I'm only an armchair psychologist but I suppose what I mean is that maybe attachment theory isn't necessarily meant to change you, maybe it's merits are in providing a means to explain to a potential partner why you might tend to behave in contradictory ways. If it's useful the use is putting it into practice as an aid to allow the other person to better relate to your individual characteristics. Would you want your partner to contort their inner self into a palatable presentation for your benefit (unhealthy, disingenuous) or simply describe their inner self and let you make a closer inspection for what it actually is?
A theory that says your childhood attachment figures left you with formative emotional insecurities doesn't grant any ability to jump back in time and change it, only the ability to recognise and acknowledge it. Your challenge is how to address those insecurities: face on, or remaining evasive. I might be mistaken having never had therapy but my previous reading around therapists is that they work, often frustratingly, by holding back from prescriptively telling you what to do or how to change yourself and instead concentrate on exploring the issues and, pardon the cliche, raising your awareness. I'm not a therapist and you sound like you're already adequately aware of the problem. So my prescription is to face up to it and next time find a (sensitive, measured) way to let the person know who you really are regardless of what exactly might have made you that way. What other options are there?

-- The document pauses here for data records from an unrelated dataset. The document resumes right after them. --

Issue #257, opened 2014-10-22
Request: BDD style for soft asserts


protobufel:
To mirror the BDD style for regular asserts, I am requesting the same for soft asserts.

lpandzic:
@protobufel  take a look at #321. Comments are welcome.

joel-costigliola:
Just to be clear, we need `BDDSoftAssertions` and `JUnitBDDSoftAssertions`.

PR #321, opened 2015-01-08
implemented issue #257

lpandzic:
BDDSoftAssertions for issue 257.

Example usage (using lambdas):

```java
BDDSoftAssertions.then(softly -> {
    softly.assertThat(mansion.guests()).as("Living Guests").isEqualTo(7)
    softly.assertThat(mansion.kitchen()).as("Kitchen").isEqualTo("clean");
});
```

Note that assertAll is called for users in the then method and hence there is some duplication involved regarding assertAll mainly to mark it private and prevent users from using it (since it is redundant). Javadoc is marked with comment why it is private.

### DIFF
--- a/src/main/java/org/assertj/core/api/BDDSoftAssertions.java
+++ b/src/main/java/org/assertj/core/api/BDDSoftAssertions.java
@@ -1,0 +1,116 @@
+/**
+ * Licensed under the Apache License, Version 2.0 (the "License"); you may not use this file except in compliance with
+ * the License. You may obtain a copy of the License at
+ *
+ * http://www.apache.org/licenses/LICENSE-2.0
+ *
+ * Unless required by applicable law or agreed to in writing, software distributed under the License is distributed on
+ * an "AS IS" BASIS, WITHOUT WARRANTIES OR CONDITIONS OF ANY KIND, either express or implied. See the License for the
+ * specific language governing permissions and limitations under the License.
+ *
+ * Copyright 2012-2014 the original author or authors.
+ */
+package org.assertj.core.api;
+
+import static org.assertj.core.groups.Properties.extractProperty;
+
+import java.util.List;
+
+/**
+ * <p>
+ * BDD style variation of {@link SoftAssertions}.
+ * </p>
+ *
+ * <p>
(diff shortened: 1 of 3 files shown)


joel-costigliola:
This is not what was expected, the idea was to mimic SoftAssertions and renaming `assertThat` by `then`.

lpandzic:
Ok, but I it is more readable like this than to have multiple thens followed by a assertAll.

joel-costigliola:
I disagree, I don't like to have to write a lambda and it does read as nicely as the "standard" example, moreover it would only work for java 8.

Having to call `softly.assertAll();` is indeed bothersome, that's why we have created [JUnitSoftAssertions](https://github.com/joel-costigliola/assertj-examples/blob/master/assertions-examples/src/test/java/org/assertj/examples/JUnitSoftAssertionsExamples.java) rule which will take care of calling it.

In addition to write `BDDSoftAssertions`, it is also needed to write `JUnitBDDSoftAssertions`.

lpandzic:
> Having to call softly.assertAll(); is indeed bothersome, that's why we have created JUnitSoftAssertions rule which will take care of calling it.

Which is, while less, still bothersome. The second disadvantage of that approach is that it forces JUnit dependency.

> I disagree, I don't like to have to write a lambda and it does read as nicely as the "standard" example, moreover it would only work for java 8.

Would this solution be better suitable for java-8 branch under a different name?

joel-costigliola:
I'm afraid not, I still find that having `then` and `assertThat` with the lambda at the same time does not read well.

lpandzic:
Has your stance about this one changed since AssertJ is now on Java 8?

joel-costigliola:
I haven't changed my mind as the example were already showing java 8 code.

lpandzic:
And regarding https://github.com/joel-costigliola/assertj-core/issues/332?
Sorry to bug you, but I really think this would help java 8 users.

joel-costigliola:
I would change my mind if you can find other users willing to have that feature.

joel-costigliola:
can we comment on #332 in #332 ? Anyway I haven't changed my mind on this on either

lpandzic:
Ok, thanks for response.

PR #325, opened 2015-01-19
Removed unused ThrowingRunnable interface

Turbo87:
We use the Callable interface now instead of this custom Runnable interface


Turbo87:
now that I've tried using this with `Callable` I think we should probably keep this interface as a class that implements the `Callable<Void>` interface and returns `null` or something like that. Having to return `null` all the time is a huge pain...

joel-costigliola:
Well spotted. Done in fe00a8c7dbb4dfc2756b068c9b17fcbb475c379b.

PR #328, opened 2015-02-04
introduce CheckStyle/ImportControl for restricting layer dependencies

robert-szucs:
The first commit covers the existing package dependency graph; it compiles without warning.

The second commit is a possible solution to break the existing cycles; I just analyzed the dependency graph, not the actual code so maybe you would do the breaking on an other way; anyhow this shows how to remove an edge so you can remove the choice of yours.

Feel free to contact me if you needs more information on this topic.


joel-costigliola:
Thanks, I'll have a look at that.

joel-costigliola:
I'm closing this issue not because I'm probably not use CheckStyle for that, if I were to use a tool, that would be [macker](https://innig.net/macker/).

PR #330, opened 2015-02-13
Java 8 friendly throwable capture (and assert) API

bric3:
This PR proposes an API that allows a better integration with Java 8 on the 1.7.x branch.

The proposed code covers more need than the one introduced in AssertJ 2.0.0-SNAPSHOT on master in eb0cddd02de8415efa4276de6533f2d403e68576 for issue #255.

1. Users won't have to wait for AssertJ 2.0.0 ...if AssertJ 1.7.2 is released ;)
2. The API don't use the `java.util.concurrent.Callable`
  a. This is cleaner package wise as such test are not about concurrent stuff
  b. `Callable` is limited to raise `Exception`, this PR custom callable allows `Throwable`
3. The API is split in two composable methods.

  The change introduced in eb0cddd02de8415efa4276de6533f2d403e68576 forces the user to _assert_ at the same place he want to _act_. 

  ```java
  assertThatExceptionThrownBy(() -> service.sendMail()).isInstanceOf(...);
  ```

  This is uncomfortable when one wants to follow BDD or AAA styles, hence this PR proposes a `capturing` API

  ```java
  // given
  /* setup fixture */

  // when
  Throwable thrown = capture(() -> service.sendMail());

  // then
  assertThat(thrown).isInstanceOf(...);
  ```

4. The API was also designed for brevity.

The idea comes from my own [StackOverflow answer](http://stackoverflow.com/questions/17426313/how-to-verify-that-an-exception-was-not-thrown/17428439#17428439) and we are users of this code since we are running Java 8 already.

As a heavy github user, I'm open for comment, review, change

### DIFF
--- a/src/main/java/org/assertj/core/api/AbstractThrowableAssert.java
+++ b/src/main/java/org/assertj/core/api/AbstractThrowableAssert.java
@@ -1,19 +1,20 @@
 /*
  * Created on Jan 28, 2011
- * 
+ *
  * Licensed under the Apache License, Version 2.0 (the "License"); you may not use this Throwable except in compliance
  * with the License. You may obtain a copy of the License at
- * 
+ *
  * http://www.apache.org/licenses/LICENSE-2.0
- * 
+ *
  * Unless required by applicable law or agreed to in writing, software distributed under the License is distributed on
  * an "AS IS" BASIS, WITHOUT WARRANTIES OR CONDITIONS OF ANY KIND, either express or implied. See the License for the
  * specific language governing permissions and limitations under the License.
- * 
+ *
  * Copyright @2011 the original author or authors.
  */
 package org.assertj.core.api;
 
+import org.assertj.core.internal.Failures;
 import org.assertj.core.internal.Throwables;
 import org.assertj.core.util.VisibleForTesting;
 
@@ -37,6 +38,13 @@ public abstract class AbstractThrowableAssert<S extends AbstractThrowableAssert<
 
 	protected AbstractThrowableAssert(A actual, Class<?> selfType) {
 		super(actual, selfType);
+	}
+
+	protected S hasBeenThrown() {
+		if(actual == null) {
+			throw Failures.instance().failure("Expected a throwable to have been raised");
+		}
+		return myself;
 	}
 
 	/**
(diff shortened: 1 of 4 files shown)


joel-costigliola:
Hi @bric3,

I had only a quick look, here's some comments though.
 
I like the idea of separating _when_ and _then_ steps.

I would rename:
* `capture` to `captureThrowable` to make the intent clearer or even better (?) `catchThrowable`
* `assertThatCaptured` to `assertThatThrowableThrownBy` or `assertThatThrownBy` to keep naming consistency with `assertThatExceptionThrownBy`
* `AssertedBehaviorCallable` to `AssertedCallable`, I don't think `Behavior` add much information

I'm not too fond of introducing `AssertedBehaviorCallable` but I get your points, need to think about it a little bit more.

I'm planning to release AssertJ 2.0 in the next weeks so users won't have to wait for 1.7.2 ;)
And I will also release AssertJ for java 8 soon after (as  AssertJ 3.0).

Merci Brice !

bric3:
Hi @joel-costigliola

> I would rename:
> * `capture` to `captureThrowable` to make the intent clearer or even better (?) `catchThrowable`

I first choose `capture` for API brevity, though I agree this word may be too broad and conflict with other APIs if statics are imported. I will rename to `catchThrowable` as it's shorter and express the same intent.

> * `assertThatCaptured` to `assertThatThrowableThrownBy` or `assertThatThrownBy` to keep naming consistency with `assertThatExceptionThrownBy`

IMHO `assertThatExceptionThrownBy` should be removed as it is limited in use as described in my first comment, there's still time as 2.0.0 is not yet out in the wild. In the sake for API brevity and API alignment with the previous point I prefer `assertThatThrownBy`.

> * `AssertedBehaviorCallable` to `AssertedCallable`, I don't think `Behavior` add much information

Good point, although this interface name should matter much in Java 8, let's have a better name. I've given some more thought I guess that `ThrowingCallable` maybe even better, thoughts ?

Thanks for the feedback.

How is NZ ? :wink:

joel-costigliola:
Integrated, thanks.

bric3:
Cool, thanks to you :)

PR #333, opened 2015-02-15
Issue 238 - Use extracting with SoftAssertions

jcgay:
I'm not a `cglib` ninja, if someone has a better way to do it, I take it :)

Have changed the parent-pom version to get license header v2015.


joel-costigliola:
Awesome ! Will review it to make it part of assertj 2.0

jcgay:
Cool, Thx !

PR #336, opened 2015-02-17
added @SafeVarargs to methods that perform save operations on varargs parameters

lpandzic:


joel-costigliola:
thanks

joel-costigliola:
Actually, the tests don't pass because soft assertions requires method to proxy not to be final.
This had a positive outcome to remove all the @SafeVarargs ffrom the API class to make soft assertions work.

lpandzic:
Shame. :/

PR #342, opened 2015-02-27
Add CharSequence containsOnlyDigits assertion

kamilszymanski:


joel-costigliola:
I will review that at my return from holidays.
Thanks.
Le 28 févr. 2015 07:58, "Kamil Szymański" <notifications@github.com> a
écrit :

joel-costigliola:
Thanks for the contribution.
One thing to change is that the assertion should fail in case of an empty String, after all an empty does not contain anything and thus no digits.

kamilszymanski:
I disagree.
I would expect containsOnlyDigits assertion to fail only if char sequence contains any non-digit characters.
Since empty char sequence contains no non-digit characters in my opinion it should pass.

joel-costigliola:
I'm not convinced, I still think that my suggestion is the most intuitive behaviour.

kamilszymanski:
How does empty char sequence break contract of containing only digits?
What exception's message should say? `Expecting: <CharSequence> to contain only digits but it was empty`?

Questions mentioned above convince me that containsOnlyDigits should not fail for empty char sequence - it doesn't contain non-digit characters.
Or to put it the other way, all (even if all means zero characters) of its characters are digits.

joel-costigliola:
I understand your point but still disagree.
Following your rational, an empty string would also contain only vowels and
we would have found a string that contains only digit but also contains
only vowels.
And what about null string, with your rational one can argue that it
contains only digits.

kamilszymanski:
I'm nowhere near to being convinced that containsOnlyDigits should fail for empty string and I see you're not convinced it should pass - maybe we should ask other developers (top committers to assertj-core?) which option makes sense in their opinion.

joel-costigliola:
We agree to disagree ;-)
If a majority of users share your opinion with you, I will agree to it.
I let you post a message in the mailing list : in https://groups.google.com/forum/?fromgroups=#!forum/assertj

kamilszymanski:
Posted request for feedback: https://groups.google.com/forum/?fromgroups=#!topic/assertj/TGDzfJusqrw

tedyoung:
I don't think there's a "right" answer, but I'm going to side with Joel on this. My expectation without reading the docs would be that if the String was empty or null, that it would fail. My main concern would be a false positive, i.e., passes for an unexpectedly empty String.

elefevre:
I think that it should *not* fail if the string is empty.
My rationale is that, if you do want to see it fail when empty, then you can always add a call .isNotEmpty().

tedyoung:
Let's look at this from a consistency point of view: would you expect the .containsOnly() assertions (e.g., `stringList.containsOnly("John", "Sally")`), they all fail if the actual List (or Map, etc.) are null or empty. This is no different: if the String (or CharSequence) is empty, an IllegalArgumentException should be thrown, just like the rest of the API.

joel-costigliola:
A (short) majority of users prefer `containsOnlyDigits()` to fail for empty char sequences.  
Let's implement it like that.

joel-costigliola:
One more argument in favor of returning false on empty String : https://commons.apache.org/proper/commons-lang/javadocs/api-3.3.2/org/apache/commons/lang3/StringUtils.html#isNumeric%28java.lang.CharSequence%29

kamilszymanski:
I don't see much correlation between isNumeric and contains onlyDigits when it comes to handling empty CharSequence, but I we want to find some examples of how well known and used libraries handle such situations I guess [StringUtils.conatinsOnly](https://commons.apache.org/proper/commons-lang/javadocs/api-3.3.2/org/apache/commons/lang3/StringUtils.html#containsOnly%28java.lang.CharSequence,%20java.lang.String%29) is a better example.

kamilszymanski:
Adding to discussion last year's most active contributors to get more feedback.

@mhaligowski, @jcgay, @abalhier, @AlexBischof how in your opinion containsOnlyDigits assertion should behave for empty char sequences?

tedyoung:
@kamilszymanski Since the purpose of isNumeric is _exactly the same_ as containsOnlyDigits (per the docs for `isNumeric`: "Checks if the CharSequence contains only Unicode digits."), it certainly seems like a perfect example to me. Especially since in 3.0 they explicitly changed it to be false on empty, per the docs again: "3.0 Changed "" to return *false* and not true".

Personally I feel like this discussion has gone on too long considering how important this issue is. Let's just return false and get it done.

joel-costigliola:
I concur, let's just return false and get it done.

joel-costigliola:
Just wondering if we should rename the assertion to `isNumeric` ?

tedyoung:
While that would align it with the commons-lang3 name, I find it somewhat misleading, e.g.:

is `"+300"` Numeric? How about `"234.44"`? 

Both of those would return `false` from commons-lang3's `isNumeric()` method. Personally I find that confusing, because "numeric" has a specific meaning to me, i.e., it has the attribute of being a number. Using `containsOnlyDigits` is more precise.

joel-costigliola:
I have to agree, let's keep `containsOnlyDigits`, it's clearer.

kamilszymanski:
I don't think we will get much more feedback on this issue.
Since there were more votes for failing the assertion for empty CharSequence I'll implement it like that.

joel-costigliola:
Integrated after minor changes, thanks.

If you need a low stakes run look for an opportunity to try talking around the topic with your platonic friends that you have similar issues with and see how that goes. Don't bottle it up and wait until you're already post-closeness self-distanced from a good woman and then ruining it by going zero to a hundred. Sharing adversity is often how we progress from shallow relationships to something more meaningful, but it won't work if it precipitates into an intense emotional purging.
TLDR The diagnosis is insecurity. The objective is security. The route is slow, progressive vulnerability. I don't think you can fix it with more reading and planning, if you're here you're probably a compulsive reader already. It's necessarily a two-party problem, so treat it as an opportunity to know people and be known a little better.